BY CAROLINE COOK When I was diagnosed with cancer, the NHS swung into action immediately, and cared for me at every stage ---- How often these days do any of us hear a good story about the NHS? Not very often, it s true, but 18 months ago at the age of 42 I was diagnosed with breast cancer and my experience with the NHS throughout this journey could not have been more positive. I

How often these days do any of us hear a good story about the NHS? Not very often, it's true, but 18 months ago at the age of 42 I was diagnosed with breast cancer and my experience with the NHS throughout this journey could not have been more positive.

In the UK, women are not usually screened for breast cancer until they pass the age of 50 when they are closer to menopause and therefore considered more vulnerable to the disease, due to changes in the breast tissue.

However, breast cancer in girls and younger women is on the rise with a quarter of all breast cancers diagnosed in women before menopause.

I have had a history of benign breast cysts since my early twenties. These are harmless lumps, and have no significant link with breast cancer.

In October 2007 I visited my GP for a routine examination and nothing untoward was found. But it seems her instinct knew better, and she sent me along anyway to the Whittington Hospital in North London where I underwent a mammogram and ultrasound examination.

The ultrasound revealed an abnormal lump and within minutes I was back in clinic with a consultant being prepared for a biopsy. I remember this time, and the days that followed, as some of the loneliest of my life.

The results of the biopsy came back a few days later and it was confirmed that I had cancer - a grade two invasive tumour in the left breast. It is a chilling thought that had I left my screening until I was 50 there is a strong possibility I would have been dead. I was admitted for surgery within days of getting the result; no long waiting list or cancelled operation for me.

I firmly believe that there is no other health service in the world that would have made me feel so loved and cared for at such a critical and isolating time. I was given the option to take the private medicine route, but chose instead to stay with the NHS team at the Whittington Hospital that had supported me from the beginning of this journey and in whom I had absolute trust.

This support carried on throughout the process of two operations, the first to remove the tumour and a second to take out further cancerous tissue, and through weeks of radiotherapy treatment.

I wasn't simply bombarded with leaflets and told to go away and read them. Every step of the process was carefully and kindly explained to me, and I knew exactly what was about to happen to me at every stage. And it still continues now.

This present time, the months and years of treatment after the cancer has gone, can be even lonelier and more isolating than those very first shocking moments when you hear that you have the disease.
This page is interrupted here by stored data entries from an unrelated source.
PR #6932, opened 2026-01-05
test(random): replace exact-value assertions with property-based checks

tomas-zijdemans:
Attempting to address: https://github.com/denoland/std/pull/6920#discussion_r2660249148


kt3k (approved):
LGTM. Thanks!

PR #6936, opened 2026-01-05
perf(collections): optimize minOf/maxOf with fast array paths

tomas-zijdemans:
Optimizes `minOf` and `maxOf` to use the same pattern as `minBy`/`maxBy`:
- Fast path for arrays using index-based iteration
- Manual iterator for non-array iterables

Benchmark results (100K elements):
- Identity selector: ~3% faster (marginal)
- Object property selector: ~20% faster
- BigInt: ~22-25% faster  
- Generator/Iterable: ~25% faster
- Small arrays (10 elements): up to 3x faster

Added tests for iterable inputs, single-element arrays, and NaN-as-first-element.

### DIFF
--- a/collections/max_of_test.ts
+++ b/collections/max_of_test.ts
@@ -84,6 +84,24 @@ Deno.test("maxOf() handles iterable input", () => {
   assertEquals(actual, 8);
 });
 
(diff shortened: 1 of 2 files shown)


kt3k (approved):
LGTM. Nice!

PR #6942, opened 2026-01-07
feat(xml/unstable): add XML parsing and serialization module

tomas-zijdemans:
# New XML parsing and serialization module
What @std/xml **has**:
- Streaming parser, DOM-style parser, serialization
- Browser compatible, position tracking, spec-compliant

What @std/xml **doesn't have**:
- Namespace resolution, DTD/Schema validation, HTML entities
- Custom entities, XPath/selectors, object-to-XML builder

# Benchmark Results

Performance work never really ends, and you often find yourself comparing apples and oranges. Anyway. Here goes.

## The challengers
Library | XML Spec compliant? | Streaming XML parsing? | Error position tracking?
-- | -- | -- | --
SAX | No | Yes | Yes
saxes | Yes | Yes | Yes
fast-xml-parser | No | No | Yes
txml | No | Yes | No
xml2js | No | No | Partial
htmlparser2 | No | Yes| Partial
deno std | Yes | Yes | Yes (configurable)

Error position tracking is nice for debugging, but really hurts performance. So I made it an option that defaults to true for non-streaming and false for streaming (streaming is usually for trusted data sources. Multi-GB feeds or logs where throughput is critical). The results below contain both with and without error position tracking.

## Test data
I used the test files located in `testdata` for non-streaming. I used one 597MB file for the streaming benchmark (google product data), but didn't check that into `testdata`. Other payloads may give different results.

## Small Files (<10KB) — Median Results

Parser | Time (ms) | vs Deno std
-- | -- | --
Deno std (no pos) | 0.009 | 1.2x faster
txml | 0.010 | 1.1x faster
Deno std (+pos) | 0.011 | baseline
saxes | 0.016 | 1.5x slower
htmlparser2 | 0.022 | 2.0x slower
SAX | 0.027 | 2.5x slower
fast-xml-parser | 0.038 | 3.5x slower
xml2js | 0.048 | 4.4x slower

## 1 Large File (301KB) — Median Results

Parser | Time (ms) | vs Deno std
-- | -- | --
Deno std (no pos) | 1.90 | 1.0x same
Deno std (+pos) | 1.90 | baseline
txml | 1.98 | 1.04x slower
saxes | 2.36 | 1.2x slower
htmlparser2 | 4.17 | 2.2x slower
SAX | 7.60 | 4.0x slower
fast-xml-parser | 11.16 | 5.9x slower
xml2js | 14.10 | 7.4x slower

## Streaming (a 597MB file) — Median Results

Parser | Time (s) | vs Deno std
-- | -- | --
Deno std (no pos) | 4.25 | baseline
Deno std (+pos) | 4.68 |  1.1x slower
saxes | 5.46 | 1.3x slower
htmlparser2 | 6.66 | 1.6x slower
SAX | 16.74 | 3.9x slower

### DIFF
--- a/cli/parse_args.ts
+++ b/cli/parse_args.ts
@@ -439,6 +439,11 @@ function isNumber(string: string): boolean {
   return NON_WHITESPACE_REGEXP.test(string) && Number.isFinite(Number(string));
 }
 
+function isConstructorOrProto(obj: NestedMapping, key: string): boolean {
+  return (key === "constructor" && typeof obj[key] === "function") ||
+    key === "__proto__";
+}
+
 function setNested(
   object: NestedMapping,
   keys: string[],
@@ -448,7 +453,12 @@ function setNested(
   keys = [...keys];
   const key = keys.pop()!;
 
-  keys.forEach((key) => object = (object[key] ??= {}) as NestedMapping);
+  for (const k of keys) {
+    if (isConstructorOrProto(object, k)) return;
+    object = (object[k] ??= {}) as NestedMapping;
+  }
+
+  if (isConstructorOrProto(object, key)) return;
 
   if (collect) {
     const v = object[key];
--- a/cli/parse_args_test.ts
+++ b/cli/parse_args_test.ts
@@ -1992,3 +1992,23 @@ Deno.test("parseArgs() accepts readonly array input", () => {
   const args: readonly string[] = ["--foo", "bar"];
   const _parsed = parseArgs(args);
 });
+
+/** ---------------------- PROTOTYPE POLLUTION TESTS ---------------------- */
+// These tests verify the fix for CVE-2020-7598 and CVE-2021-44906.
+
+Deno.test("parseArgs() prevents __proto__ pollution", () => {
+  parseArgs(["--__proto__.polluted", "yes"]);
+  // deno-lint-ignore no-explicit-any
+  assertEquals((Object.prototype as any).polluted, undefined);
+});
+
+Deno.test("parseArgs() prevents constructor.prototype pollution", () => {
+  parseArgs(["--constructor.prototype.isAdmin", "true"]);
+  // deno-lint-ignore no-explicit-any
+  assertEquals((Object.prototype as any).isAdmin, undefined);
+});
+
+Deno.test("parseArgs() allows legitimate nested keys with fix applied", () => {
+  const result = parseArgs(["--foo.bar.baz", "value"]);
+  assertEquals(result.foo, { bar: { baz: "value" } });
+});


crowlKats:
could we get some benchmarks comparing to other parsers?

tomas-zijdemans:
> could we get some benchmarks comparing to other parsers?

Yes, that's a good idea. I'll look into it.

tomas-zijdemans:
> could we get some benchmarks comparing to other parsers?

Updated the description now. Let me know if you would like to benchmark against a specific package

import_map.json
tomas-zijdemans, line 1: Sorry, I have no idea why this formatting is happening 😅

timreichen:
Ref: https://github.com/denoland/deno/issues/24995
There was no reply if `DOMParser` or something similar was to be implemented in deno, so I like this PR in general.
However, it might be worth to check with the  deno core team what their current stance is on this before merging anything.

tomas-zijdemans:
> Ref: [denoland/deno#24995](https://github.com/denoland/deno/issues/24995) There was no reply if `DOMParser` or something similar was to be implemented in deno, so I like this PR in general. However, it might be worth to check with the deno core team what their current stance is on this before merging anything.

Thanks, I was not aware of this discussion. Perhaps we could have it as an unstable module for now? Then we can always kick it out, should the core team decide to implement `DOMParser`

tomas-zijdemans:
Updated again to increase streaming performance and get test coverage to 100%

tomas-zijdemans:
More perf work. Will look into using callbacks instead of arrays of objects

tomas-zijdemans:
More perf gains on non-streaming parsing. Updated benchmark results

crowlKats:
@tomas-zijdemans the perf looks really good! what machine are you running this on for reference?

tomas-zijdemans:
@crowlKats: A MacBook with M1 Max

crowlKats:
could we add https://www.w3.org/XML/Test/ ?

tomas-zijdemans:
> could we add https://www.w3.org/XML/Test/ ?

Hmm, yes that would be good. It says it contains over 2000 files though, not small! 😅

tomas-zijdemans:
> could we add https://www.w3.org/XML/Test/ ?

I've looked into it, the test suite has about 2250 tests (several MB), so it's not practical to include in std. We could add a script that download it and creates a conformance report.

The parser is intentionally lenient, per now it handles the valid tests (for XML 1.0), but does not handle the not-well-formed ones very well (these are mostly already documented in the PR).

It seems like the usual way of dealing with the more "theoretical" edge cases is to add a strict mode that enforces XML conformance . WDYT, is that worth it? Per now, this initial PR is still open - so I don't know if there's appetite to include it in std yet.

BlackAsLight:
> The parser is intentionally lenient, per now it handles the valid tests (for XML 1.0), but does not handle the not-well-formed ones very well (these are mostly already documented in the PR).
> 
> It seems like the usual way of dealing with the more "theoretical" edge cases is to add a strict mode that enforces XML conformance . WDYT, is that worth it? Per now, this initial PR is still open - so I don't know if there's appetite to include it in std yet.

When you say the usual way of dealing with it is a strict mode, do you mean that other implementations are offering two modes? a strict and lenient mode?

Personally I'm not a fan of there being different modes, and given the choice I'd prefer a strict parser that throws if it is given an invalid XML file.

At that same time I can also understand people might want a more lenient XML parser because of its relationship with HTML and HTML having a tendency to be forgiving for unexpected characters. No browser wants to be the browser that breaks someone's website after all.

tomas-zijdemans:
> When you say the usual way of dealing with it is a strict mode, do you mean that other implementations are offering two modes? a strict and lenient mode?

Exactly. I thought this was a tradeoff to either be more conformant, or be more practical by swallowing non-conformant errors that are not worth throwing an error for (e.g. double-dash `--` inside comments is not allowed per the spec, but my parser accepts it and continues).

But looking at saxes more carefully, I realize they are very performant while being "strict by default". So I was most likely wrong.

> 
> Personally I'm not a fan of there being different modes, and given the choice I'd prefer a strict parser that throws if it is given an invalid XML file.
> 
> At that same time I can also understand people might want a more lenient XML parser because of its relationship with HTML and HTML having a tendency to be forgiving for unexpected characters. No browser wants to be the browser that breaks someone's website after all.

Good point. Correctness should matter more (this is Deno after all 😄). So I've changed my mind: The code here should be strict by default. It's simpler, more predictable, and matches what users expect from an XML parser in Deno std.

We are running this code in a couple of Production systems, and it's working really well. So I would argue it's ready in it's current form to be accepted as a unstable feature. I'm happy to keep hacking away at it to drive up the conformance score 👍

PR #6949, opened 2026-01-10
perf(yaml): make `DEPRECATED_BOOLEANS_SYNTAX` a `Set`

timreichen:
This PR makes `DEPRECATED_BOOLEANS_SYNTAX` a `Set` which makes lookups faster.


kt3k (approved):
LGTM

I know that I look well on the outside and I no longer have cancer, but I will be on medication for many years to come, and this already takes its toll on me both physically and emotionally.

The over-riding memory I have from my time at the Whittington hospital is a sense of safety and security.

Under-staffed and under pressure the NHS may be, but from the anaesthetist's banter pre-op to the gentleness of the trolley porter as I was wheeled from theatre to a ward, my consultant's gentle authority and the good humour and positive encouragement of the breast nurse - the kindness and concern shown to me by the breast cancer team was boundless.

I go back at the Whittington regularly. I am checked by a consultant or an oncologist every three months, and the hospital runs a breast cancer support group for women like me who find juggling the side-effects from the ongoing treatment with work and a busy lifestyle difficult to handle.

Each time I set foot inside the Whittington that feeling of safety overwhelms me again and I know that I am in the best place possible.

Every day I wake up and I know that I am one of the lucky ones. My cancer was caught in the early stages, my response to treatment has been positive, I am surrounded by loving family and friends and I am very much alive. But there is not a shadow of doubt in my mind that I owe my life to the diligence of my GP and the commitment of the NHS breast cancer team at the Whittington Hospital who treated and cared for me.